Pencitraan. Bosankah kamu mendengarnya? Seberapa penting di matamu?
Di era digital ini nampaknya setiap individu tak mau kalah dengan merek produk/jasa. Mereka berusaha sebaik mungkin untuk mendapatkan kesan atau persepsi baik dari orang lain.
Apalagi, saat ini ada banyak jenis media sosial yang siap memenuhi nafsu pencitraan. Dari Instagram, Facebook, Twitter, YouTube, Linkedin dan seterusnya.

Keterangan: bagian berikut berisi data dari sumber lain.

PR #399, opened 2023-02-07
Bookbinder: Backward compatibility with Python 3.7

algadoreo:
This reverts commit 75dafd8. The Python 3.7 version of Numpy doesn’t include dtype as an option for `hstack`. Since it was only put in to satisfy my paranoia, we remove it here to ensure continued compatibility.

@jlashner can you check that this works?

### DIFF
--- a/sotodlib/io/bookbinder.py
+++ b/sotodlib/io/bookbinder.py
@@ -265,19 +265,19 @@ class _SmurfBundle():
 
         # Since G3SuperTimestreams cannot be shortened, the data must be copied to
         # a new instance for rebundling of the buffer
-        signalstack = np.hstack(self.signal['data'], dtype=self.dtypes['data'])
+        signalstack = np.hstack(self.signal['data'])
         signalout = so3g.G3SuperTimestream(self.signal['names'], tout, signalstack[:,:len(tout)])
         self.signal = {'names': self.signal['names'], 'times': [self.times], 'data': [signalstack[:,len(tout):]]}
 
         if self.biases is not None:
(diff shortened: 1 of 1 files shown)


jlashner:
Huh, now when I switch back to python3.7 and re-run I'm getting this error:

```
  File "test_hwp_binding.py", line 53, in <module>
    frameproc_config={"readout_ids": rids})()
  File "/home/jlashner/.local/lib/python3.7/site-packages/sotodlib/io/bookbinder.py", line 1100, in __call__
    output += self.frameproc(f)  # FrameProcessor returns a list of frames (can be empty)
  File "/home/jlashner/.local/lib/python3.7/site-packages/sotodlib/io/bookbinder.py", line 693, in __call__
    f = self.replace_times_and_trim_frame(f)
  File "/home/jlashner/.local/lib/python3.7/site-packages/sotodlib/io/bookbinder.py", line 527, in replace_times_and_trim_frame
    f[k].times = t
ValueError: Cannot set .times because it conflicts with the established number of samples (400).
```
Seems concerning that this is failing error is being raised in 3.7 but not 3.10... I'll have to look a bit more into what's going on here

guanyilun:
@jlashner this is a known problem with the spt3g built in the tod_stack_unstable/py37. The recommended solution was to switch to py310...

jlashner:
Ah I see, that makes sense then. I was using a local build of spt3g but removed it when I upgraded to py310. But if this is also a numpy versioning issue we should merge this anyway. @guanyilun have you tested to see if this PR fixes the issue?

jlashner (approved):

guanyilun:
Yes, this fixes the issue for me. Good to merge!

Prinsipnya sama. Jika merek produk/jasa digaungkan agar makin banyak orang membeli, pencitraan pribadi dikumandangkan agar makin banyak orang memakai produk/jasa kita. Setidaknya publik menyadari betapa keren, hebat, cantik, ganteng, pintar, eksis, kaya, berkuasa, atau terpandangnya kita.
Di abad ini, agaknya sulit menemukan orang yang otentik. Orang-orang yang bersikap apa adanya.
Semua orang bertopeng. Semua tindakan tak lebih dari kedok. Semua ada maunya. Salahkah?
Tidak dong. Tinggal niatnya bagaimana. Hanya si fulan dan Tuhan yang tahu. Karena kita hanya bisa menilai dari apa yang terekam oleh panca indera.
Jadi, seberapa besar upayamu untuk pencitraan? Masihkah kamu bersikap apa adanya?